The WUST Interdisciplinary Scientific Seminar series are open technical meetings with world-famous speakers delivered to all academic staff and students at all levels, but also all those interested in deepening their knowledge of exact sciences, according to a university article.
Dr. Andrzej Trochimczuk, vice rector for scientific research and international affairs of WUST, is the originator of the seminars.
"The development of international cooperation is one of key priorities for Wroclaw University of Science and Technology" said Trochimczuk.
Medical imaging technology detects vascular disorders, injuries in brain without invasive contrast agents
Purdue University researchers have developed an analytical imaging technology based on functional MRI for detecting and monitoring cerebral vascular disorders and injuries that does not require the use of contrast agents according to a university article.
The new imaging method focuses on tracking an intrinsic blood-related MRI signal, which has been shown to travel with the blood, according to the article. The signal is used as a natural biomarker to assess blood flow in a patient.
"We can compare the signal from symmetric arteries and veins in both hemispheres or neck to assess the cerebrovascular integrity, or the balance of blood flow," said Yunjie Tong, an assistant professor in Purdue's Weldon School of Biomedical Engineering, who developed the technology along with Blaise Frederick, a biophysicist and associate professor at Harvard Medical School. "The blood flow should be symmetric between the two sides in a healthy subject," Tong said in the article. Tong is a BMES member
Drexel U biomedical engineer paving the way for better injury repair
Kara Spiller, an assistant professor in the School of Biomedical Engineering, Science and Health Systems at Drexel University, has received a National Science Foundation's Early Career (CAREER) award to develop a new technology that will better control the modification of biomaterials, according to a university article.
Spiller is studying ways to manipulate the body's immune system, heal injuries and fight against disease, according to the article. Spiller is a BMES member.
One type of immune system cell, called macrophages, are the body's first natural defense against infections and other types of damage. The success of implanted biomaterials - say, a scaffold to seal a hole in an organ after a tumor is removed - hinges on the behavior of these immune system cells, the article states.
Vanderbilt: Ultrasound helmet would make live images, brain-machine interface possible
Ultrasound technology for the brain could mean real-time images during surgery, a better idea of which areas get stimulated by certain feelings or actions and, ultimately, an effective way for people to control software and robotics by thinking about it, according to a Vanderbilt University article.
Medical doctors and scientists have spent decades hoping for such an advance, but it was impossible before now, said Brett Byram, assistant professor of biomedical engineering.

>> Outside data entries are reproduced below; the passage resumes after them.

PR #2288, opened 2022-02-11
Issue/5382 Use of site id in order to uniquely identify WCOrderNoteModel

kidinov:
I found only 1 place where we didn't use site id in order to query either `WCOrderNoteModel` or `WCOrderShipmentTrackingModel`. This PR adds site id to the query


wzieba:
In #2299 @hichamboushaba migrated Order Notes to Room with the same improvement ([here](https://github.com/wordpress-mobile/WordPress-FluxC-Android/pull/2299/files#diff-9efb8ae1e30d3ef4142278b310a96526ddf1b8fbb1cf60cd2ba2d974c92ebfc3R16)). I'll close this PR then.

PR #2289, opened 2022-02-11
Change ShippingLine to a data class with all properties part of the constructor

hichamboushaba:
This simple PR just updates the `ShippingLine` class to move all the properties to the primary constructor, which would make it possible to instantiate with valid values in WCAndroid.
I made it as a data class, it's not really needed not, but I think having a proper equality check is already useful to avoid hidden bugs.

This is not a breaking change for WCAndroid, so it can be merged right away.


wzieba (approved):
> I made it as a data class, it's not really needed not, but I think having a proper equality check is already useful to avoid hidden bugs.

Agree 👍 looks good, merging!

PR #2290, opened 2022-02-14
[Woo] ability to serialize null values for shipping and fee lines to support deletion

hichamboushaba:
To delete a shipping line or a fee line from an Order, the API expects the following:
1. Passing `null` in the `method_id` field for the shipping line.
2. Passing `null` in the `name` field of the fee line.

So we need to be able to keep the `null` values when serializing those fields, this PR achieves this.

@ThomazFB please check the code, and if you have a better solution, please don't hesitate on suggesting it, I wanted to avoid dealing with Json manually, so I tried to make use of the `TypeAdapter` API.


ThomazFB (approved):
Tested with both shipping fee line and fee line, works as expected! Great work here, @hichamboushaba. Thanks!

Ultrasound beams bounced around inside the skull, so no useful imagery could make it out, Brett Byram, assistant professor of biomedical engineering, said in the article. Byram is a BMES member.

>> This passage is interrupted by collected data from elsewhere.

PR #2294, opened 2022-02-16
POC for exposing a Flow to observe the NotificationModel table

hichamboushaba:
@JorgeMucientes as discussed, this is a POC for exposing a Flow to observe the NotificationModel table changes.

My first plan when I spoke with you, was to try to use the native [update hook](https://www.sqlite.org/c3ref/update_hook.html) from SQLite, but it turns out it's not exposed on Android, and even Room uses its own logic for keeping track of the changes through the [`InvalidationTracker`](https://developer.android.com/reference/androidx/room/InvalidationTracker) which keeps a separate table for logging all changes, then they [use](https://cs.android.com/androidx/platform/frameworks/support/+/androidx-main:room/room-ktx/src/main/java/androidx/room/CoroutinesRoom.kt;l=104-139) those events to compose the Flow.

So I followed a similar approach, but just for the `NotificationModel`, I added a `SharedFlow` that emits a value after each DB update, it's then used as a base for any function that wants to observe the DB, I added an implementation for `observeNotificationsForSite` which we currently need, but this can be extended to all other functions.

I think the advantage of this over the previous solution is the following:
1. It's similar to what Room does, and the logic is kept inside the storage layer, so migrating to Room later won't cause any unwanted changes.
2. It's extensible, and can be used for all other functions.
3. It observes the DB changes, which is always the best approach for "DB first" patterns.
4. It simplifies `UnseenReviewsCountHandler` further, since `observeNotificationsForSite` returns the list of notifications directly.

This PR goes with the following WCAndroid [changes](https://github.com/woocommerce/woocommerce-android/compare/issue/5752-refactor-unseen-reviews-count...review-notifications-observe-db?expand=1).

As always, this is just a suggestion, if you feel this doesn't bring any added value, let's close this PR, it was a fun exercise after all 😄.

### DIFF
--- a/fluxc/src/main/java/org/wordpress/android/fluxc/persistence/NotificationSqlUtils.kt
+++ b/fluxc/src/main/java/org/wordpress/android/fluxc/persistence/NotificationSqlUtils.kt
@@ -10,7 +10,6 @@ import com.yarolegovich.wellsql.core.annotation.Column
 import com.yarolegovich.wellsql.core.annotation.PrimaryKey
 import com.yarolegovich.wellsql.core.annotation.Table
 import kotlinx.coroutines.Dispatchers
-import kotlinx.coroutines.ExperimentalCoroutinesApi
 import kotlinx.coroutines.flow.Flow
 import kotlinx.coroutines.flow.MutableSharedFlow
 import kotlinx.coroutines.flow.flowOn
--- a/fluxc/src/main/java/org/wordpress/android/fluxc/persistence/NotificationSqlUtils.kt
+++ b/fluxc/src/main/java/org/wordpress/android/fluxc/persistence/NotificationSqlUtils.kt
@@ -141,7 +141,7 @@ class NotificationSqlUtils @Inject constructor(private val formattableContentMap
                 withContext(Dispatchers.IO) {
                     getNotificationsForSite(site, order, filterByType, filterBySubtype)
                 }
-        }
+            }
     }
 
     fun hasUnreadNotificationsForSite(
--- a/fluxc/src/main/java/org/wordpress/android/fluxc/persistence/NotificationSqlUtils.kt
+++ b/fluxc/src/main/java/org/wordpress/android/fluxc/persistence/NotificationSqlUtils.kt
@@ -9,6 +9,12 @@ import com.yarolegovich.wellsql.core.Identifiable
 import com.yarolegovich.wellsql.core.annotation.Column
 import com.yarolegovich.wellsql.core.annotation.PrimaryKey
 import com.yarolegovich.wellsql.core.annotation.Table
+import kotlinx.coroutines.Dispatchers
+import kotlinx.coroutines.flow.Flow
+import kotlinx.coroutines.flow.MutableSharedFlow
+import kotlinx.coroutines.flow.mapLatest
+import kotlinx.coroutines.flow.onStart
+import kotlinx.coroutines.withContext
 import org.wordpress.android.fluxc.model.SiteModel
 import org.wordpress.android.fluxc.model.notification.NoteIdSet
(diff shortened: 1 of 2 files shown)


hichamboushaba:
The remark I mentioned before about the worry for someone forgetting to emit to the SharedFlow is also present for this PR, but I don't think there is anything we can do with what we have 😄

JorgeMucientes:
First, thanks for spending time on this @hichamboushaba Changes look really nice!! 

I have a minor concern with the amount of extra times we are hitting the DB just for refreshing the unseen count. With this approach, for every update to the DB, we do an extra query to that same DB to `getNotificationsForSite`. Whereas before this queries to `getNotificationsForSite` DB,  I'd say were more "controlled" and only done for very specific events. Although in the quick tests I've done I have not seen anything wrong.

On the other hand regarding this concern
>  someone forgetting to emit to the SharedFlow is also present for this PR, ...

That's true, but I think that `NotificationSqlUtils` functions are less likely to change (we just have to look at the Git history to see it changes way less than NotificationStore). So I'd say this implementation reduces the risk of forgetting amissions significantly. 

Also one minor change we would need to add to the SharedFlow from `UnseenReviewsCountHandler` is `replay=1` policy otherwise we won't refresh the badge count for the More Menu button when we open the app for the first time and there are unread reviews.

One nitpick, I'd like to use a more "streamlined" syntax. I'd change `NotificationSqlUtils.observeNotificationsForSite` flow to this: 

```kotlin
    fun observeNotificationsForSite(
        site: SiteModel,
        @SelectQuery.Order order: Int = ORDER_DESCENDING,
        filterByType: List<String>? = null,
        filterBySubtype: List<String>? = null
    ): Flow<List<NotificationModel>> {
        return dataUpdatesTrigger
            .onStart { emit(Unit) }
            .mapLatest {
                val foo = getNotificationsForSite(site, order, filterByType, filterBySubtype)
                Log.i("TEST_UNSEEN", "NotificationSqlUtils.getNotificationsForSite -> hitting the DB")
                foo
            }.flowOn(Dispatchers.IO)
    }
```

I think it should be equivalent but we make use of a more "flowish" api.

Other than that I'd say we can apply this changes. I think they are safer in terms of future code changes from other devs.

hichamboushaba:

> I have a minor concern with the amount of extra times we are hitting the DB just for refreshing the unseen count. With this approach, for every update to the DB, we do an extra query to that same DB to `getNotificationsForSite`. Whereas before this queries to `getNotificationsForSite` DB, I'd say were more "controlled" and only done for very specific events. Although in the quick tests I've done I have not seen anything wrong.

This is true, but this is also the behavior of Room and other ORMs that offer the reactive APIs (SQLDelight for example), I think it should still be OK, since it's a simple operation, and done properly on a background thread.

> That's true, but I think that NotificationSqlUtils functions are less likely to change (we just have to look at the Git history to see it changes way less than NotificationStore). So I'd say this implementation reduces the risk of forgetting amissions significantly.

👍 

> Also one minor change we would need to add to the SharedFlow from UnseenReviewsCountHandler is replay=1 policy otherwise we won't refresh the badge count for the More Menu button when we open the app for the first time and there are unread reviews.

Since we are using the `onStart { emit(Unit) }`, we don't need the `replay=1`, since it will emit each time we start collecting `observeNotificationsForSite`.
And just as a note, here `replay=1` can't replace the `onStart { emit(Unit) }`, since we need also to emit even if there was no changes, meaning the `SharedFlow` is still empty.

> One nitpick, I'd to use a more "streamlined" syntax. I'd change NotificationSqlUtils.observeNotificationsForSite flow to this

Sure, done in 1f07ea8b44e56ce33317ba31228b12c546a3f9b3

JorgeMucientes (approved):

JorgeMucientes (approved):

With his new $550,000 National Science Foundation Faculty Early Career Development grant, Byram plans to use machine learning that will gradually be able to account for distortion and deliver workable images, according to the article. Byram wants to integrate electroencephalogram technology so doctors could see not only brain perfusion-how blood flow correlates to changes in thought-but also areas of stimulation related to movement and emotion.
"The goal is to create a brain-machine interface using an ultrasound helmet and EEG," Byram said in the article. "A lot of the technology we're using now wasn't available when people were working on this 20 or 30 years ago. Deep neural networks and machine learning have become popular, and our group is the first to show how you can use those for ultrasound beamforming."